I fine-tuned two transformer models — BERT-base-uncased and DeBERTaV3-base. The DeBERTaV3 model provided the most reliable signal, balancing Precision and Recall effectively for production use.

Summary: The DeBERTaV3-base model predicted deal success with ~67% accuracy and precision allowing the client to modify their sales approach accordingly.
Comparison of fine-tuned NLP models.
FIGURE 5: Comparison of fine-tuned NLP models.

ChatGPT predictive value analysis

My ChatGPT-based feature performed poorly compared to the fine-tuned NLP model. Specifically, the statistical analysis showed:

  • The LLM-generated buying intent metric was moderately inversely correlated with successful deal outcome (Odds Ratio 0.64, P-value 0.0005).
  • This was crucial for my client, revealing that this AI-based scoring approach was flawed.
ChatGPT generated metric performance.
FIGURE 6: ChatGPT-generated metric performed poorly compared to the NLP model.

Conclusion & business impact

This project successfully translated thousands of pages of unstructured meeting data into clear, executable business strategies:

  • Recruitment & resource allocation: The client could align recruitment strategy with skill demand. Identifying exponential growth (e.g., Flutter) allowed for proactive capacity building.
  • Sales forecasting: The predictive model provided an objective forecasting tool. Using DeBERTaV3’s precision, my client can now prioritise deals likely to close, influencing sales approach.

The analysis provided both a view of future demand and a tool for sales pipeline management.

Methods

This project required a combination of programming, data manipulation, and advanced machine learning techniques. The overall project was executed in two main phases: Demand forecasting (using NLP for skill extraction) and Predictive modelling (using transformer architectures for deal outcome).

1. Data processing and core analytics (R & Python)

Languages: Python (primary for ML/NLP), R (primary for statistical analysis and visualisation).

Libraries (R): Tidyverse (dplyr, ggplot2), gt (for generating publication-quality tables), scales (for percentage formatting), xml2, openai, jsonlite, httr.

Libraries (Python): PyTorch, Pandas, NumPy, Scikit-learn (for classical ML/metrics).

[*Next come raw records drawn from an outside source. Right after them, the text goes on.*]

PR #931, opened 2024-08-27
Add functions for openVR integration

Cop46:


turanszkij:
Please rename things like GetGraphicCommandQueue to GetGraphicsCommandQueue? Or just GetCommandQueue(QUEUE_TYPE queue) where you can give the type as parameter? Same for GetGraphicFamilyIndex, etc.

turanszkij (approved):

Issue #938, opened 2024-09-03
[EDITOR] When clicking on items it slowly rotates


CitroenGames:
https://github.com/user-attachments/assets/60442413-9b15-4e70-8a5a-52220a6f4757

it only happens on the highlighted object

CitroenGames:
to add more info to this:

The whole level is 1 big mesh and then i rotated it 90° because it wasnt rated correctly and that causes the issue.

i imported it into blender rotated it there exported it and now it works fine but still wanted to report it.

Cop46:
Could you please try this fix here and report if it works ? Thanks :)
https://github.com/turanszkij/WickedEngine/issues/759#issuecomment-2284866411

CitroenGames:
> Could you please try this fix here and report if it works ? Thanks :) [#759 (comment)](https://github.com/turanszkij/WickedEngine/issues/759#issuecomment-2284866411)

oh hey thanks for mentioning that without it i wouldnt have found it. 
sadly your explaination is hard for me to follow could you maybe make a fork of this project and make the change? 
that would help a lot thanks!

Cop46:
You can get the file on my fork here :
https://github.com/Cop46/WickedEngine/blob/master/Editor/Translator.cpp

CitroenGames:
> You can get the file on my fork here : https://github.com/Cop46/WickedEngine/blob/master/Editor/Translator.cpp just replace with your file and rebuild to try

yep that seems to have fixed it for me thanks!

Cop46:
Thanks for your reply I have made a pull request to fix this bug :)

Issue #786, opened 2023-12-08
scale and rotation drifting


Enhex:
tried importing a model and its scale and rotation constantly change:
https://github.com/turanszkij/WickedEngine/assets/7088062/e55876de-cfe5-47fc-9039-135d33042cb2
(the change pauses are when the editor window isn't focused)

using v0.71.354 Linux release.

klaussilveira:
Does this happen with any model? Any specific format?

Issue #759, opened 2023-10-02
Transform component scale decreasing in editor with certain rotations.


MortimerSnerd:
I'm on commit bb519474cad797af78f53bbee622520efbb725f7 , Windows.

In the editor, if you rotate an object around the y-axis by 90 degrees, the X and Z scale displayed in the transform component box will slowly start to decrease.  I'm guessing it's some sort of numerical error that's happening when the transform is decomposed and recomposed for the panel display.  But I didn't look, I just ran into this fooling around on my lunch break.

To reproduce:

1) start editor
2) create a new Cube
3) Open transform panel for cube, put 90.0 as the Y rotation
4) X and Z of scale should start dropping.

turanszkij:
Yes, I was aware of this, I also think this is some precision issue with matrix decompose. Haven't found a better way to do the editor transforms yet.

PR #939, opened 2024-09-04
Update Translator.cpp

Cop46:
Fix for bug #938,#759,#786

### DIFF
--- a/Editor/Translator.cpp
+++ b/Editor/Translator.cpp
@@ -503,6 +503,14 @@ void Translator::Update(const CameraComponent& camera, const XMFLOAT4& currentMo
 			dragging = true;
 		}
 
+		if (isScalator || isRotator || isTranslator)
+		{
+			if (dragging)
+			{
+				PostTranslate();
+			}
+		}
+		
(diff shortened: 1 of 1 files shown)


brakhane:
> Fix for bug #938,#759,#786

I think GitHub will automatically close the PR only if you use the right magic words. I'll try it here, but it might be that it only counts if you change your description.

Fixes #938, Fixes #759, Fixes #786

Cop46:
I have changed title and description, this is ok now ?

brakhane:
Title shouldn't matter, just description is enough. It worked, the issues in question now mention they will get closed by this issue. Thanks.

brakhane:
I just checked. Title actually gets ignored, only description or commit message are checked: https://docs.github.com/en/issues/tracking-your-work-with-issues/linking-a-pull-request-to-an-issue#linking-a-pull-request-to-an-issue-using-a-keyword

turanszkij:
It's not really a fix, but pushing the problem a bit further away, as the issue still remains after moving the translator. Though in practice it solves the issue when the translator is not being grabbed, so it's probably worth to merge.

2. Natural language processing (NLP) & feature engineering

Core NLP skill: Custom pipeline development for keyword extraction and frequency analysis.

Transformer Llbraries: HuggingFace Transformers (for fine-tuning BERT-base-uncased and DeBERTaV3-base models).

Model selection: Fine-tuning on proprietary meeting transcript data for binary classification (Won/Lost).

3. Data integration & reporting

Data sources: HubSpot API (for deal data and transcripts).

Feature enrichment: Integration with OpenAI API (ChatGPT) to generate the "buying intent" feature, which was subsequently evaluated for predictive value.

Visualisation & presentation: ggplot2 (final time-series and relationship plots), matplotlib, HTML/Bootstrap (final case study presentation).